--- GOAL OF THE EXERCISE ---
Take the line containing "That would ensure" and every line after it to the end of the data, and write them out exactly as they appear.

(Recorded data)
BEGIN

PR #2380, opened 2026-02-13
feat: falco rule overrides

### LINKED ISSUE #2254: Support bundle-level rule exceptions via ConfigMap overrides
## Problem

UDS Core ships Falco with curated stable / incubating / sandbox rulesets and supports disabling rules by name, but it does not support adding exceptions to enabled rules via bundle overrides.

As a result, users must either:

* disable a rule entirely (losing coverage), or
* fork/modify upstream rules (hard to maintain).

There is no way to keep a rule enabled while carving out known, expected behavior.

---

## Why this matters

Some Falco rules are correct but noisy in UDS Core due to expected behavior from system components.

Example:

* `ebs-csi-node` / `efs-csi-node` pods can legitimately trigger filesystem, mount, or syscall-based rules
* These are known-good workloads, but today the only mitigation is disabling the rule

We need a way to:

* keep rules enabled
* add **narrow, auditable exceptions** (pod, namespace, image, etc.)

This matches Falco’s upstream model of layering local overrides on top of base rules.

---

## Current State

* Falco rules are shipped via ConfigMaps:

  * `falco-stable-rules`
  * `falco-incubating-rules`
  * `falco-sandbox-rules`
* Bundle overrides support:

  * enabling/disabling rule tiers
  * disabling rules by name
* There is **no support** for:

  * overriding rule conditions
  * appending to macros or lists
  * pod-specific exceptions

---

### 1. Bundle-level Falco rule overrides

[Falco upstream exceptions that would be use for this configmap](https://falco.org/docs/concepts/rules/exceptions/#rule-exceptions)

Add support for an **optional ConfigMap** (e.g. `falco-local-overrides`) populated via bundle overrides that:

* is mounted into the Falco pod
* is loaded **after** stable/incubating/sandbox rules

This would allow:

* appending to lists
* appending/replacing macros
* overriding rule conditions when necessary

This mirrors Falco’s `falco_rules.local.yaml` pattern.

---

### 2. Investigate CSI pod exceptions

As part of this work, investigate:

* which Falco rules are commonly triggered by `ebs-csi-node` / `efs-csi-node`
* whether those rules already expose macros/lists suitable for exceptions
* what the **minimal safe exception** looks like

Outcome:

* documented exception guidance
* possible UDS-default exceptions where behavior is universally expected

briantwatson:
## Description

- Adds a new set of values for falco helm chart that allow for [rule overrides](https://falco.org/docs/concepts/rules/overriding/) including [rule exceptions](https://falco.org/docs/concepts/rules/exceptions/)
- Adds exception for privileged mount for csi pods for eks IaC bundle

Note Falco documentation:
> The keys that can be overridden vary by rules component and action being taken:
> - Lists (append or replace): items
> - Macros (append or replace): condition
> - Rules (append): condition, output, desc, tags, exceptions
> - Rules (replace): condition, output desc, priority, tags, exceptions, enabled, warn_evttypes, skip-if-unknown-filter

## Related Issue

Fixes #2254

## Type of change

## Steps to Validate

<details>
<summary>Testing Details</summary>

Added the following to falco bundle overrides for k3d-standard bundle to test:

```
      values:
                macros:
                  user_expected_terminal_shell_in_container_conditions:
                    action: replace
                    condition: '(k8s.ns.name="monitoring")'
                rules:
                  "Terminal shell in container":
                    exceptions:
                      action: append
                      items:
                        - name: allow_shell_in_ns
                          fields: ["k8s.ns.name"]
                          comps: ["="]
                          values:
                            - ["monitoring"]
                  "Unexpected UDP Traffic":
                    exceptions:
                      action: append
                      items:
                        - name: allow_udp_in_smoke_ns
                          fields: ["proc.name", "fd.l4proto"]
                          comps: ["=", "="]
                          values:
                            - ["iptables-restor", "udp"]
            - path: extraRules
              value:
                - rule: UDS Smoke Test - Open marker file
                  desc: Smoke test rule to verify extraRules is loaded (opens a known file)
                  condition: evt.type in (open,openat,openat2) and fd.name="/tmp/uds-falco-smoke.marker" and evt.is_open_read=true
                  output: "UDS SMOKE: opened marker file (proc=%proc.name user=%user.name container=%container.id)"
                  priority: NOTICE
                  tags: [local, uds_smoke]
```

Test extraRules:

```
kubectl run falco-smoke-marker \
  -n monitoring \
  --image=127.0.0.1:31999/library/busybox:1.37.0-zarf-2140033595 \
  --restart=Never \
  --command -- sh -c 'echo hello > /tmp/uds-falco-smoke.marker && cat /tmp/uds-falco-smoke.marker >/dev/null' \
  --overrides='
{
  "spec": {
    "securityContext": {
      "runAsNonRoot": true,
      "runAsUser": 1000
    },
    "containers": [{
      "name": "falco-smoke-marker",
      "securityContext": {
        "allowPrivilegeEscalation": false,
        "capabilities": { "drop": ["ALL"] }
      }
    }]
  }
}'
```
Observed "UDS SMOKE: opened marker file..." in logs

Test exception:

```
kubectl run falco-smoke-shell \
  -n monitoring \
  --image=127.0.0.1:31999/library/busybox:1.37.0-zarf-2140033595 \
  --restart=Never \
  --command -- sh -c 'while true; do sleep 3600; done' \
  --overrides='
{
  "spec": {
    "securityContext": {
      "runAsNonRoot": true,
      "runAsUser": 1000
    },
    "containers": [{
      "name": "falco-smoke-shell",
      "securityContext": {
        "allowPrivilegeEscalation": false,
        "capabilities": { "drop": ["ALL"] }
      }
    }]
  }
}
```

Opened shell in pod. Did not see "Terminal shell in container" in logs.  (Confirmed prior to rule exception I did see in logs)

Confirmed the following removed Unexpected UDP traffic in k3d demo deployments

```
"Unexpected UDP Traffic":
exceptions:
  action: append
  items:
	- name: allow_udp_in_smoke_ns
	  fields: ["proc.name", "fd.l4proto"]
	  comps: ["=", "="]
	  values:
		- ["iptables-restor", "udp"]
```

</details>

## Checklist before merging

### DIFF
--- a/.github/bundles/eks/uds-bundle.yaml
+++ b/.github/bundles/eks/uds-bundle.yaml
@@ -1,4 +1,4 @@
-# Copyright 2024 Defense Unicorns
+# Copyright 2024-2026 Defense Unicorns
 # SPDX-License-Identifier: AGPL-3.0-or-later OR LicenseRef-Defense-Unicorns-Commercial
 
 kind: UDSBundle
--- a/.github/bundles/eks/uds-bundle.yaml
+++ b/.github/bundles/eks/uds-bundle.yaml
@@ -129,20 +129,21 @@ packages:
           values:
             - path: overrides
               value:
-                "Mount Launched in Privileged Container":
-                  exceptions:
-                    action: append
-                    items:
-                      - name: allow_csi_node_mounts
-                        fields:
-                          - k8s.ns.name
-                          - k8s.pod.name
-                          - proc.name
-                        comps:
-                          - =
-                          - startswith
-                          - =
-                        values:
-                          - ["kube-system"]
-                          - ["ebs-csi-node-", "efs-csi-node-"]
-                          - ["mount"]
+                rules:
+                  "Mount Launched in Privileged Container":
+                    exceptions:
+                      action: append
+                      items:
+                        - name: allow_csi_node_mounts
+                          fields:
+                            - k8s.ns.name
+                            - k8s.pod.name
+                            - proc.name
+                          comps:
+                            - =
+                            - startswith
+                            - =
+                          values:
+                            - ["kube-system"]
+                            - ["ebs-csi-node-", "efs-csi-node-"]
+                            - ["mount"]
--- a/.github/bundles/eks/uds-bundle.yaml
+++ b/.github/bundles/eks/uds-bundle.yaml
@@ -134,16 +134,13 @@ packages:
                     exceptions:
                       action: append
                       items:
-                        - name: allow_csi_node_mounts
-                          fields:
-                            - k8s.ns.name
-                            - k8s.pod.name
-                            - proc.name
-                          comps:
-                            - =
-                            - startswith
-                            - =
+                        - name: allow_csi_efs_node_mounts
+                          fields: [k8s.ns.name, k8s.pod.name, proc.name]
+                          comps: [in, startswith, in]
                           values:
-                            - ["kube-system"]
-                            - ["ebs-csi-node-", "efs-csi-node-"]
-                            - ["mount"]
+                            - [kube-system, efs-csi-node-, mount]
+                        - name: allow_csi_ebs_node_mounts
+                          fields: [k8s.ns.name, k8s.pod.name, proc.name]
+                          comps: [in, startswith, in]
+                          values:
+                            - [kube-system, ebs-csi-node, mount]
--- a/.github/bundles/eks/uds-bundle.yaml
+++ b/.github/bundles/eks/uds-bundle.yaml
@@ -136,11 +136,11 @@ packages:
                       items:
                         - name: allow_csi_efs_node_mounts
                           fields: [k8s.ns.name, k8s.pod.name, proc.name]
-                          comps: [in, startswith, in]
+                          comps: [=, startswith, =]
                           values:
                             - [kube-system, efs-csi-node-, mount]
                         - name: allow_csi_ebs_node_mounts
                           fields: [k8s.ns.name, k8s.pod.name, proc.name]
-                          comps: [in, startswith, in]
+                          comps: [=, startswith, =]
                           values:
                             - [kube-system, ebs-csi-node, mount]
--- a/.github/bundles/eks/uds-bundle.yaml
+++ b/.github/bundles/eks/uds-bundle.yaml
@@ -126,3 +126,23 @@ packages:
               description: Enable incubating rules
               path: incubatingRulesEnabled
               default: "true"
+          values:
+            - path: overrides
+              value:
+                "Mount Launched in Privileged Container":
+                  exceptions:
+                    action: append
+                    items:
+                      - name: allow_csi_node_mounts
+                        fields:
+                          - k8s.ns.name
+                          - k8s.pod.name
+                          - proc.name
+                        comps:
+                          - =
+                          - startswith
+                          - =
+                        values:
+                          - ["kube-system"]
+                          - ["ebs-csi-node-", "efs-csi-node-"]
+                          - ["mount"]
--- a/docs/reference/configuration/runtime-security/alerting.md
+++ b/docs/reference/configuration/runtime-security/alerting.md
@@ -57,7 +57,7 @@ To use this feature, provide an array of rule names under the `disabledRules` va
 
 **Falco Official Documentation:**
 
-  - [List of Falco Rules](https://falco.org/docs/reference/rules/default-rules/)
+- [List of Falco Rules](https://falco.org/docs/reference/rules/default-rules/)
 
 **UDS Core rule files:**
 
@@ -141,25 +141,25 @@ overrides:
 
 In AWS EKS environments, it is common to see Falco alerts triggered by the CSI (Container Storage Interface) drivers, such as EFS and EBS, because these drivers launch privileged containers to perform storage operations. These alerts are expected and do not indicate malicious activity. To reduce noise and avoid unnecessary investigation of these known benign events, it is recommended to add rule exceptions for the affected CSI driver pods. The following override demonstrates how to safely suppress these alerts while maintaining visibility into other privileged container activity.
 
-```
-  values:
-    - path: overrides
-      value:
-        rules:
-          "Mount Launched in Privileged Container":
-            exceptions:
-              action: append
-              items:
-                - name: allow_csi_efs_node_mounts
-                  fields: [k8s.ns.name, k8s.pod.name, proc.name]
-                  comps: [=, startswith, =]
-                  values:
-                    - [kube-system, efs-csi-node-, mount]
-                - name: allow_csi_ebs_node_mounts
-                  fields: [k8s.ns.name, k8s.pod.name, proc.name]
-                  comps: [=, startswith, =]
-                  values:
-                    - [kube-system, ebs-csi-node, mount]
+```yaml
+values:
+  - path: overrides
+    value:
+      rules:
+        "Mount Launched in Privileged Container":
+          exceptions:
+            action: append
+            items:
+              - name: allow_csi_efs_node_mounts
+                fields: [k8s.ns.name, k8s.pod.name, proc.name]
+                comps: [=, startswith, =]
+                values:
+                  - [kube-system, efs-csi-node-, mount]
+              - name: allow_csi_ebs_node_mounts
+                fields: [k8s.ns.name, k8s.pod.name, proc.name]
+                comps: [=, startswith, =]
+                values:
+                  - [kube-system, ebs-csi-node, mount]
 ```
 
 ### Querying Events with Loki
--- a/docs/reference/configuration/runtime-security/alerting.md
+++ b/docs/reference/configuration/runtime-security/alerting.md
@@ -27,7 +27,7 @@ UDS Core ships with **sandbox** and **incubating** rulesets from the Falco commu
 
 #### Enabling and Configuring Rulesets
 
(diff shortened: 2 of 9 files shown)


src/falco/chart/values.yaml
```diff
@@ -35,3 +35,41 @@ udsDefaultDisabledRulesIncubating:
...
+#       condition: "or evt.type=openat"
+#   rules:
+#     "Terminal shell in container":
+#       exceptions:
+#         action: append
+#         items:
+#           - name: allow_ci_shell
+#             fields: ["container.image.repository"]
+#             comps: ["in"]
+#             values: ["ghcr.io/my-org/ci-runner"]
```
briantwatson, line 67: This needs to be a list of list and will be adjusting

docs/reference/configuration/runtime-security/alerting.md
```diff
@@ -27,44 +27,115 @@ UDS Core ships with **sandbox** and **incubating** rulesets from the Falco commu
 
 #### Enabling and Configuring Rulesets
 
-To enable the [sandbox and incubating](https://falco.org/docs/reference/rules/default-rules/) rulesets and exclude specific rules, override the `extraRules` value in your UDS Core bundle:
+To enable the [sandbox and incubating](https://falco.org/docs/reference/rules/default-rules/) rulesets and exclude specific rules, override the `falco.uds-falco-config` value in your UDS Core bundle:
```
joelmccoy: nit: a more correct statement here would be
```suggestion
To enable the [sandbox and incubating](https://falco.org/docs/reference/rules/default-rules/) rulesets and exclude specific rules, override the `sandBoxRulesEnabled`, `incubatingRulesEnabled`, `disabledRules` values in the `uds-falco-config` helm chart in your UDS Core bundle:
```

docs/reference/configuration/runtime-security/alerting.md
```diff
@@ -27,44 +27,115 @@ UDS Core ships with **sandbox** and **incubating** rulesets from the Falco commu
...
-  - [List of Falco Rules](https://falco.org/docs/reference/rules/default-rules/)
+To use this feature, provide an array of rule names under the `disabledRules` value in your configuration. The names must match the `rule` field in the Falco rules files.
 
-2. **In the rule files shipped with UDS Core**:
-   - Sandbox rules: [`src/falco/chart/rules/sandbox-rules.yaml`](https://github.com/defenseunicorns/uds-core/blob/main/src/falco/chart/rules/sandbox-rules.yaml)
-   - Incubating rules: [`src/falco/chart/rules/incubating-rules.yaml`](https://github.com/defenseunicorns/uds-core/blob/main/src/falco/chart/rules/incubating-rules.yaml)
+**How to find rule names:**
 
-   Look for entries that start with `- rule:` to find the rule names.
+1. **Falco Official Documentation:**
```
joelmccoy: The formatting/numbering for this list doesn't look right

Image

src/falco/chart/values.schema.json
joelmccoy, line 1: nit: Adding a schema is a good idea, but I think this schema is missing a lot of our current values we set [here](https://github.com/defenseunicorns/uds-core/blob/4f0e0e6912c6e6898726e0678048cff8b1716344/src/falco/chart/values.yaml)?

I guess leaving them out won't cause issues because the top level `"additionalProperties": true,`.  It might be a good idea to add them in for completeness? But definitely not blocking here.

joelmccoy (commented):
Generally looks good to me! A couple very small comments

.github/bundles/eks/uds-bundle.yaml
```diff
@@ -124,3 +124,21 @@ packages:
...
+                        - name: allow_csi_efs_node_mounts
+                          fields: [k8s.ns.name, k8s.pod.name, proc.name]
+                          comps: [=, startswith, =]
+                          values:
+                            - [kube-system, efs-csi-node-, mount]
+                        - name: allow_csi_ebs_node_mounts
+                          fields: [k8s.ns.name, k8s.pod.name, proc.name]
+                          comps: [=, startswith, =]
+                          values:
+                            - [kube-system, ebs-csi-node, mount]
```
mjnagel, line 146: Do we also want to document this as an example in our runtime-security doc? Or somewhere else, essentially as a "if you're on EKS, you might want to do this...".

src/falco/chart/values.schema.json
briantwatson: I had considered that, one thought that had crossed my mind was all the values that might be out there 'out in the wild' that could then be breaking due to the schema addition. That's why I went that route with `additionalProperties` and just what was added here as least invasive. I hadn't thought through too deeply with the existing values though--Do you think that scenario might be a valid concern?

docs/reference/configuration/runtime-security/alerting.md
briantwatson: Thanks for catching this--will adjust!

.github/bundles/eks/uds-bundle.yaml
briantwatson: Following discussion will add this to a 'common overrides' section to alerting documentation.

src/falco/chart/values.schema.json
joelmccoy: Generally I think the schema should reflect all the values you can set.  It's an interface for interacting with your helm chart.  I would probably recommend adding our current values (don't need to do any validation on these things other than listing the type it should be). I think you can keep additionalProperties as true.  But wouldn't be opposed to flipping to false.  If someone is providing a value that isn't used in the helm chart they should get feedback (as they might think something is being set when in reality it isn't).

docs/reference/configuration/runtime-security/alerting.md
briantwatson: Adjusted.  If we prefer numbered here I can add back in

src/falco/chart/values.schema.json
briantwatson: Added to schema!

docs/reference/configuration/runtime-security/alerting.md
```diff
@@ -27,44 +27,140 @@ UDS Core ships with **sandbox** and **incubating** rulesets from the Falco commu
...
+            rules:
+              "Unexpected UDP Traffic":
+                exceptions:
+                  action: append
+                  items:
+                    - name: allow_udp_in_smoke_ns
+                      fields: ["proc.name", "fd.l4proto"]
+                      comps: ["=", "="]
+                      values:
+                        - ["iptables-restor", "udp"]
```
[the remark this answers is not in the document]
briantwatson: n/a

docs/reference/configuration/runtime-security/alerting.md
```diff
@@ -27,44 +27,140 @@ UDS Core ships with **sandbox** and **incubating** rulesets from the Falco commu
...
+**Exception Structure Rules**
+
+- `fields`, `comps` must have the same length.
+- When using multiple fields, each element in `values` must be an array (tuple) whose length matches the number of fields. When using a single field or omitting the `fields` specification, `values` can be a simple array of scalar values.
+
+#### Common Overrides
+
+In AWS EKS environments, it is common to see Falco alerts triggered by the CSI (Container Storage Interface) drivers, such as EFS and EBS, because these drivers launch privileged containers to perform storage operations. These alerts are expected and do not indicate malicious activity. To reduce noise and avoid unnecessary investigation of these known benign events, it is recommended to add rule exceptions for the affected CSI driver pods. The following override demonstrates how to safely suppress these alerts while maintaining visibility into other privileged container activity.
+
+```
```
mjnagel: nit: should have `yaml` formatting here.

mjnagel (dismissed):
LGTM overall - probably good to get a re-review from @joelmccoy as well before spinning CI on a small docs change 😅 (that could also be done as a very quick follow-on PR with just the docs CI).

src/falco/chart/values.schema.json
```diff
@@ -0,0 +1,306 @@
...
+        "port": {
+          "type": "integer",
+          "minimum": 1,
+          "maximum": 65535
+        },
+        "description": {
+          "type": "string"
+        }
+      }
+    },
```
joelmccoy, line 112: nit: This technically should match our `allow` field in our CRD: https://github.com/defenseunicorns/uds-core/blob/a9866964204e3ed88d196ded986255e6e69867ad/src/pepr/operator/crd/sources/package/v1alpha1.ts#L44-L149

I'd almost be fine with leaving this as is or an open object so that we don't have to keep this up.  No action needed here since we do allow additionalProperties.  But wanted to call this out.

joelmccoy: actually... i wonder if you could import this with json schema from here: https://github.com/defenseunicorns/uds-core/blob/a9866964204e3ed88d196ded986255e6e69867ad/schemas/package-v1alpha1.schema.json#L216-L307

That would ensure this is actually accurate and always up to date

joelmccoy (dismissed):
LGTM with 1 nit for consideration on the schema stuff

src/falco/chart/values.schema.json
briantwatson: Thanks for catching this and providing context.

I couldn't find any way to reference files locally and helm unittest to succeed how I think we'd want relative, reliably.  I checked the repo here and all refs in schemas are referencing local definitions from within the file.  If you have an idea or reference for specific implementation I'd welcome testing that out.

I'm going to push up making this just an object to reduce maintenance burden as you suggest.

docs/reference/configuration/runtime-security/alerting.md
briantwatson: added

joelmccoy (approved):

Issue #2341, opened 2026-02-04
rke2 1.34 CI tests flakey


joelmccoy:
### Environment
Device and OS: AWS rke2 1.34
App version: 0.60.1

END

--- EXERCISE ANSWER ---
That would ensure this is actually accurate and always up to date

joelmccoy (dismissed):
LGTM with 1 nit for consideration on the schema stuff

src/falco/chart/values.schema.json
briantwatson: Thanks for catching this and providing context.

I couldn't find any way to reference files locally and helm unittest to succeed how I think we'd want relative, reliably.  I checked the repo here and all refs in schemas are referencing local definitions from within the file.  If you have an idea or reference for specific implementation I'd welcome testing that out.

I'm going to push up making this just an object to reduce maintenance burden as you suggest.

docs/reference/configuration/runtime-security/alerting.md
briantwatson: added

joelmccoy (approved):

Issue #2341, opened 2026-02-04
rke2 1.34 CI tests flakey


joelmccoy:
### Environment
Device and OS: AWS rke2 1.34
App version: 0.60.1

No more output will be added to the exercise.